Paramedic: didn't see anything new, just mentions no RSI for Ps
AEMT use of IO or pleural decomp is not in their scope because they are mentioned as a specifically paramedic skills
Advanced Practice Paramedic: This idea has been eliminated.
Further: Under the specialiation section, the document states
Specialty certifications must not be used to change the scope of practice of an individual.
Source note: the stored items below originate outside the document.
PR #3606, opened 2021-03-03
sample-gltf-viewer: add drag-and-drop feature.

prideout:
This adds a WebSockets server to filament-utils-android.

Unlike my first attempt (#3599), this does not use a piping server and
is therefore much faster to use over a LAN. It also has lower user
friction because there is no need to touch a button in the app or
scan a QR code.

https://user-images.githubusercontent.com/1288904/109844924-74200880-7c01-11eb-8572-fe369d60d84b.mov


android/samples/sample-gltf-viewer/src/main/java/com/google/android/filament/gltf/MainActivity.kt
```diff
@@ -105,6 +122,73 @@ class MainActivity : Activity() {
...
+        message.buffer.get(zipfileBytes)
+
+        var gltfPath: String? = null
+        val pathToBufferMapping = withContext(Dispatchers.IO) {
+            val deflater = ZipInputStream(ByteArrayInputStream(zipfileBytes))
+            val mapping = HashMap<String, Buffer>()
+            while (true) {
+                val entry = deflater.nextEntry ?: break
+                if (entry.isDirectory) continue
+                if (entry.name.startsWith("__MACOSX")) continue
```
bejado, line 150: Is `__MACOSX` not recognized as a directory? I wonder if `.DS_Store` files would cause a similar issue.

third_party/civetweb/tnt/CMakeLists.txt
```diff
@@ -32,3 +32,5 @@ target_include_directories(${TARGET} PUBLIC ${PUBLIC_HDR_DIR})
 target_link_libraries(${TARGET} ${CMAKE_DL_LIBS})
 
 target_compile_options(${TARGET} PRIVATE $<$<PLATFORM_ID:Linux>:-fPIC>)
+
+install(TARGETS ${TARGET} ARCHIVE DESTINATION third_party/${DIST_DIR})
```
bejado, line 36: Is there a reason we need a new `third_party` directory? Seems like we already put third party binaries inside `lib`, like `libsmol-v.a` and `libdracodec.a`.

prideout: Excellent catch, fixing this thanks!

android/samples/sample-gltf-viewer/src/main/java/com/google/android/filament/gltf/MainActivity.kt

This scope doesn't like the idea of IV tech etc etc.
-
I think State control of scopes is vital because what works in New Jersey (pop density 1,134/sqmi) probably won't be what's best for Wyoming (pop density 5/sqmi). (Cue lecture on the entire purpose behind local government and rules)
The current situation is a restrictive national scope and sometimes broader local scopes.
This doesn't allow for interstate compatibility. Joe Schmoe learns the NR minimums but if they go to a state that allows for epi use or LMAs, they may have to go through EMT training all over again because that state doesn't think enough of the national scope.
I agree with a National Scope to allow portability, but it seems to be that the National Scope should be broader and the state scopes restrictive to allow or this portability. That way a EMT has to be able to combitube for the NR, but may not be able to combitube locally. However, they will be good to go when they move the next state over that allows combitubes.
In summary, I think the national scope and training for the NR should be broad for while local scopes can be more restrictive as the environment calls for, this is the only way to ensure interstate compatibility of certifications.
-
Raise your voices for the next revision.